Para eles, se algo estranho – ou seja, coisas que eles não conseguem explicar – está acontecendo no mundo, ou no cantinho em que eles vivem, é porque um pequeno grupo de espertalhões, geralmente ricos e poderosos, mas sempre mal intencionados, está tentando (e conseguindo) tomar o controle do mundo e de suas vidas, para impor não se sabe bem que tipo de novo regime ou sistema de vida. Dizer que os “conspiradores” são paranoicos já é uma redundância em si, pois parece haver uma correspondência íntima entre esses dois tipos de alucinados, embora nem todos os paranoicos sejam adeptos de teorias conspiratórias: vários se refugiam em seu mundinho conhecidos, temendo que o céu lhes caia sobre a cabeça, apenas dizendo que “estão vindo atrás de mim”. Paranoicos podem ser recatados e, portanto, não prejudiciais, mas conspiratórios tendem geralmente a perturbar a paz geral e a felicidade da nação anunciando as piores catástrofes que estão para se abater sobre o país e cada um de nós. Os antiglobalistas pertencem a esse gênero perfeitamente alucinado: “Os globalistas vão tirar nossas liberdades, vão retirar a soberania da nação, vão nos converter todos em escravos da poderosa máquina perversa” (que pode ser a do capital ou a do marxismo, à sua escolha), “eles vão destruir as bases das nossas sociedades, já estão fazendo isso, alerta minha gente!”.
Pois é, esses são os antiglobalistas, que seriam apenas ridículos, se não fossem também inutilmente ridículos, pois engajam a sociedade, quando estão no poder, em uma retirada em regra de fluxos, circuitos, correntes, movimentos e outras interações que seriam naturais e benéficas, se deixadas ao sabor das mudanças progressivas e regulares em quaisquer sociedades “normais”, ou seja, aquelas que respondem à dinâmica constante das atividades econômicas ou que reagem positivamente às novas ideias que cérebros educados estão sempre propondo para melhorar a vida de cada um dos cidadãos (ou súditos).

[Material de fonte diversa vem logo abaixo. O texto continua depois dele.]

PR #1178, opened 2015-09-01
remove 'Guardian' from free credits

jamesgorrie:
After using batcher there are no more `credit:Guardian`s.
Removing it now will stop it being used in the future.


akash1810:
:+1: 

Will we need to run the batcher again before merging?

jamesgorrie:
There's a few I will do manually

PR #1179, opened 2015-09-02
Cursor to indicate description title hover

jamesgorrie:
[See here for what it looks like](https://css-tricks.com/almanac/properties/c/cursor/).
Not exactly a custom tooltip, but I think that will introduce more trouble that it's worth.


alastairjardine:
Where is this popping up? On the image cell description?

jamesgorrie:
Closing as it's actually stupid...

jamesgorrie:
@alastairjardine Yip - the title is on the description text.

PR #1180, opened 2015-09-03
add missing property to thrall.properties.template

akash1810:


jamesgorrie:
Brilliant :+1:

akash1810:
@kenoir any reason why we're using the properties file here, and in [other places](https://github.com/guardian/grid/commit/1430d4d0834a196d3774cb28843d1414b5af3e5a) we're hardcoded?

kenoir:
@akash181 a reindexing thrall uses a different value.

PR #1183, opened 2015-09-03
Ensure all log messages appear in Kinesis Stream

kenoir:
Trying to resolve the issue where not all logs are recorded to centralised logging service.

### DIFF
--- a/common-lib/src/main/scala/com/gu/mediaservice/lib/LogConfig.scala
+++ b/common-lib/src/main/scala/com/gu/mediaservice/lib/LogConfig.scala
@@ -13,8 +13,8 @@ import org.slf4j.{Logger => SLFLogger, LoggerFactory}
 import com.gu.mediaservice.lib.config.CommonPlayAppConfig
 import com.gu.logback.appender.kinesis.KinesisAppender
 
-import play.api.Logger
-import play.api.{Logger => PlayLogger, LoggerLike}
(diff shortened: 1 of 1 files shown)


kenoir:
Tested in CODE. All log messages now appearing!

kenoir:
Ping @theefer.

theefer:
w00t! What was the issue?

Also do all the logs show up in the logfiles on the apps? I noticed there is no more application.log, only stdout.log now?

kenoir:
There are a couple of loggers being used by play (framework & app level). The previous code only directed app logs to kinesis, this captures the root logger and sends all logs.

E quem são os globalistas, supostamente pecadores, indivíduos perigosos, propensos, pelo menos potencialmente, a roubar nossas liberdades e a soberania dos países, supostamente em benefício de algum grupúsculo organizado de conspiradores profissionais (que podem ser grandes capitalistas, judeus, marxistas, o que vier à cabeça)? Os globalistas somos todos nós, pessoas normais, que tendem a receber positivamente quaisquer novos influxos que representem agregação de valor, seja material, seja espiritual: produtos (ou seja, bens e serviços, de todas as partes do mundo), ideias novas, hipóteses, pesquisas, desafios, enfim, quaisquer propostas de mais conforto, harmonia, bem-estar, novidades em geral. Globalistas são pessoas abertas ao que o mundo produz de melhor – e, presumivelmente, a soma de novidades do mundo sempre será maior do que as novidades do seu próprio país –, ideias interessantes, até propostas desafiadoras, do ponto de vista das velhas tradições e costumes arraigados nas dobras do tempo. 

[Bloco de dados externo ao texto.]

PR #1184, opened 2015-09-03
reset ure form to original values when cancelled

akash1810:
GIFs may not illustrate the bug. Steps to reproduce:
- Open the usage rights form for any image
- Make a change but don't save, instead press cancel to close the form
- Open the usage rights form again, and the value of the form is that of the change from above rather than the original.

# Before
ure-reset-on-cancel

# After
ure-reset-on-cancel-after

I've also refactored to remove a few unused functions and move instantiation of controller properties higher.

### DIFF
--- a/kahuna/public/js/usage-rights/usage-rights-editor.js
+++ b/kahuna/public/js/usage-rights/usage-rights-editor.js
@@ -18,6 +18,12 @@ usageRightsEditor.controller(
 
     var ctrl = this;
 
+    ctrl.saving = false;
+    ctrl.saved = false;
+    ctrl.categories = [];
+    ctrl.originalCats = [];
+    ctrl.model = angular.extend({}, ctrl.usageRights.data);
+
     const multiRights = { name: 'Multiple categories', value: '' };
     const noRights = { name: 'None', value: '' };
     const catsWithNoRights = () => [noRights].concat(ctrl.originalCats);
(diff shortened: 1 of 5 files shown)


kahuna/public/js/usage-rights/usage-rights-editor.js
```diff
@@ -187,6 +183,8 @@ usageRightsEditor.controller(
     function uiError(error) {
         ctrl.error = error.body.errorMessage;
     }
+
+    init();
```
jamesgorrie: This means we will be doing a call to the API twice which isn't needed.

We could either memoize the categories in the service, or have two methods here, `fetchCategories` & `setCategory`.

theefer:
Suggested to @akash1810 to make the ure conditional behind an `ng:if` instead of `ng:show`. That should have the benefit of killing the DOM and controller when the dialog is closed, and re-initialised it fully every time it gets opened. That way the dialog doesn't have to be aware of some kind of "reset" when hidden and shown. This is slightly more expensive from a JS/DOM POV, but makes the logic much simpler and less stateful.

jamesgorrie:
@theefer :+1::fireworks:

akash1810:
Updated. `ng:if` is so much nicer!

kahuna/public/js/usage-rights/usage-rights-editor.js
akash1810: > We could either memoize the categories in the service

The service already does this - https://github.com/guardian/grid/blob/master/kahuna/public/js/services/api/edits-api.js#L13

jamesgorrie:
:+1:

Globalistas são receptivos a tudo isso, e não temem perder a liberdade se aceitam provar um novo pudim (salvo se for inglês, pois aí é perigoso), um novo aparelho (mesmo se for chinês, com aquelas coisas embutidas que vão passar a controlar a sua vida), uma nova forma de responsabilização de políticos (esse estamento autocentrado em todos os países), e propensos a se abrirem às migrações de todos os tipos, inclusive as suas próprias. Numa palavra, globalistas são internacionalistas, e antiglobalistas tendem a ser nacionalistas tacanhos (muitos deles obtusos, ou seja, infensos a quaisquer novidades).
Estou sendo maniqueísta? Provavelmente sim, mas cabe recordar que antes de aparecerem os nacionalistas tacanhos, que proclamam abertamente serem não só antiglobalistas, como também nacionalistas de um novo tipo (não carnívoros, se supõe), todos vivíamos felizes, sem sequer ter a consciência de sermos globalistas, ou seja, de estarmos abertos às novidades do mundo. O Brasil é um exemplo disso: acolheu imigrantes de todo o mundo, como uma coisa benéfica à construção do seu próprio Estado-nação – permitindo, por exemplo, no Império, que esses estrangeiros se estabelecessem nas faixas de fronteiras –, como algo natural e positivo; mas, a partir de certo momento, virou um país nacionalista tacanho, agora tudo mais reforçado, depois que essa horda de soberanistas ingênuos e de antiglobalistas que se abateu sobre nós. 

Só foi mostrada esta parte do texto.